The limitations of accounting ratios include the following:

  • Heterogeneity or homogeneity; a company may have various divisions operating in many industries. This can make it difficult to find comparative industry ratios to use for comparison purposes
  • Need to determine whether the result of the ratio analyses are consistent: one set of ratio may indicate a problem, whereas another set may indicate that the potential problem is only short term in nature
  • The use of alternative accounting methods: companies frequently have latitude when choosing certain accounting methods. Ratios obtained from financial statements that employ different accounting methods may not be comparable unless adjustments are made
  • Management assumptions, basis of estimation and judgement: IFRS is principle based; it requires significant judgement from management of entities, this could result in material differences in the financial statements of the entities.
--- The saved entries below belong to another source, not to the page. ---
PR #109, opened 2023-07-04
Remove inheritance in favor of properties

### LINKED ISSUE #95: Idea: remove some inheritance in favor of decorators
One thing that I feel is not quite satisfactory is the multiple inheritance structure in some places of the code. I have read some articles, and perhaps we can do it better with decorators.

```python
def distribution(implements=None, provenance=None, var_type=None, is_unique=None):
    def _wrap(cls):
        if implements is not None:
            cls.implements = implements
#        if provenance is not None:
#            cls.provenance = provenance
        if var_type is not None:
            cls.var_type = var_type
        if is_unique is not None:
            cls.is_unique = is_unique
        return cls
    return _wrap
```

This would be the decorator that you would put in front of the new implementation:

```python
import metasynth as ms

@ms.distribution(implements="core.uniform", var_type="continuous", is_unique=False)
class UniformDistribution(BaseDistribution):
    ...
```

Advantages:

- No multiple inheritance, where the order of the classes matters.
- Can remove the `ContinuousDistribution`, `BaseDisclosure`, etc. classes.
- Possibly easier to understand for developers (perhaps not for beginners?)
- More flexible? I could see a world where the decorator might also register distributions for example.
- Inheritance becomes more optional.

Disadvantages:

- Decorators might be something users don't know about.
- Costs time to implement.

qubixes:
This PR converts some of the inheritance to a property to set class methods. No changes for users. User distributions should be easier to implemented now.

Fixes #95

### DIFF
--- a/metasynth/distribution/__init__.py
+++ b/metasynth/distribution/__init__.py
@@ -5,12 +5,6 @@ somewhat realistic. The concept of distributions here is not only for
 numerical data, but also for generating strings for example.
 """  # pylint: disable=invalid-name
 
-from metasynth.distribution.base import (CategoricalDistribution,
-                                         ContinuousDistribution,
-                                         DateDistribution,
-                                         DateTimeDistribution,
-                                         DiscreteDistribution,
-                                         StringDistribution, TimeDistribution)
 from metasynth.distribution.categorical import MultinoulliDistribution
 from metasynth.distribution.continuous import (ExponentialDistribution,
                                                LogNormalDistribution,
--- a/metasynth/distribution/__init__.py
+++ b/metasynth/distribution/__init__.py
@@ -22,8 +22,6 @@ from metasynth.distribution.regex import (RegexDistribution,
                                           UniqueRegexDistribution)
 
 __all__ = [
-    "DiscreteDistribution", "ContinuousDistribution", "CategoricalDistribution",
-    "DateDistribution", "DateTimeDistribution", "StringDistribution", "TimeDistribution",
     "MultinoulliDistribution", "UniformDistribution", "NormalDistribution",
     "LogNormalDistribution", "TruncatedNormalDistribution", "ExponentialDistribution",
     "DiscreteUniformDistribution", "PoissonDistribution", "UniqueKeyDistribution",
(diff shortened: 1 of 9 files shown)


qubixes:
@Samuwhale It's probably easier if the sphinx documentation is written later, since you're working on it?

metasynth/distribution/__init__.py
```diff
@@ -5,12 +5,6 @@
 numerical data, but also for generating strings for example.
 """  # pylint: disable=invalid-name
 
-from metasynth.distribution.base import (CategoricalDistribution,
-                                         ContinuousDistribution,
-                                         DateDistribution,
-                                         DateTimeDistribution,
-                                         DiscreteDistribution,
-                                         StringDistribution, TimeDistribution)
```
vankesteren, line 13: Ok it's really nice that this can all be removed now

metasynth/distribution/base.py
```diff
@@ -150,53 +149,42 @@ def default_distribution(cls) -> BaseDistribution:
...
-    """Base Class for date distributions."""
-
-    var_type = "date"
-
-
-class TimeDistribution(BaseDistribution):
-    """Base Class for time distributions."""
-
-    var_type = "time"
+def distclass(implements: Optional[str] = None, provenance: Optional[str] = None,
```
vankesteren, line 152: I think the name `distclass` is not descriptive enough here and elsewhere, how about  `metadist` or even `metasynthdistribution`?

So 
```py
@metadist(implements="core.multinoulli", var_type="categorical")
class MultinoulliDistribution(BaseDistribution):
  ...
```

Conceptually, in my mind this decorator makes sure that any distribution that is at least a BaseDistribution interfaces well with the Metasynth package by implementing some additional properties. So it's a metasynth-specific thing, hence `metadist`. But if you have other thoughts feel free to ignore!

vankesteren (approved):
This is a wonderful PR! it's really simplifying the distribution implementations 👍 

Small comment about naming that I would like addressed, but for the rest it looks really good and can be merged.

metasynth/distribution/base.py
qubixes: Let's do metadist, I think that fits the package, and is not too long.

It can also further limit the financial analyses of financial statements with accounting ratios unless further adjustments are made to the accounts
  • Use of historical cost data: decision about future expectation are based on historical data, which in some cases, make it difficult and insensitive to reaching economic decision that are likely to take into consideration changes in underlying variables that determine company’s performance
  • Inflation can distort the financial statement: the inflation can distort financial statements (particularly the statement of financial position). Any any statement in the financials caused by inflation can be passed on to the ratios
  • Lack of comparative figures for the new entity: in the company first year of trading, there will be no comparative figures, hence no indicator to compare with
  • Use of industrial average: comparison against industry average may not be subjected to the factors that are not common in the industry
  • Difference in ratio definitions may make it difficult to compare ratios from different sources: difference in ratio definitions make it difficult to compare ratios from different sources. There can be many different ways to compute the same ratio. this can cause confusion or different answers.